Data items:
PR #3508, opened 2022-09-29
Revert "Fixing nil pointer error"

jonahjon:
Reverts aws/eks-anywhere#3487

### DIFF
--- a/release/pkg/operations/upload.go
+++ b/release/pkg/operations/upload.go
@@ -80,11 +80,12 @@ func UploadArtifacts(r *releasetypes.ReleaseConfig, eksArtifacts map[string][]re
 				}
 			}
 
+			// If the artifact is a helm chart, skip the skopeo copy as it's handled separately.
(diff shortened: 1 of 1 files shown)


release/pkg/operations/upload.go
```diff
@@ -80,11 +80,12 @@ func UploadArtifacts(r *releasetypes.ReleaseConfig, eksArtifacts map[string][]re
...
+			// If the artifact is a helm chart, skip the skopeo copy as it's handled separately.
+			if strings.HasSuffix(artifact.Image.AssetName, "helm") {
+				continue
+			}
+
 			if artifact.Image != nil {
-				// If the artifact is a helm chart, skip the skopeo copy as it's handled separately.
-				if strings.HasSuffix(artifact.Image.AssetName, "helm") {
-					continue
-				}
```
TerryHowe, line 87: I'm struggling to see how this makes things better. Just the opposite it looks like.

TerryHowe (approved):
/lgtm

I assume you are reverting this, so you can revert the other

(What the exercise asks)
Retype the records above in full. Every word should match.

(Output of the task)
PR #3508, opened 2022-09-29
Revert "Fixing nil pointer error"

jonahjon:
Reverts aws/eks-anywhere#3487

### DIFF
--- a/release/pkg/operations/upload.go
+++ b/release/pkg/operations/upload.go
@@ -80,11 +80,12 @@ func UploadArtifacts(r *releasetypes.ReleaseConfig, eksArtifacts map[string][]re
 				}
 			}
 
+			// If the artifact is a helm chart, skip the skopeo copy as it's handled separately.
(diff shortened: 1 of 1 files shown)


release/pkg/operations/upload.go
```diff
@@ -80,11 +80,12 @@ func UploadArtifacts(r *releasetypes.ReleaseConfig, eksArtifacts map[string][]re
...
+			// If the artifact is a helm chart, skip the skopeo copy as it's handled separately.
+			if strings.HasSuffix(artifact.Image.AssetName, "helm") {
+				continue
+			}
+
 			if artifact.Image != nil {
-				// If the artifact is a helm chart, skip the skopeo copy as it's handled separately.
-				if strings.HasSuffix(artifact.Image.AssetName, "helm") {
-					continue
-				}
```
TerryHowe, line 87: I'm struggling to see how this makes things better. Just the opposite it looks like.

TerryHowe (approved):
/lgtm

I assume you are reverting this, so you can revert the other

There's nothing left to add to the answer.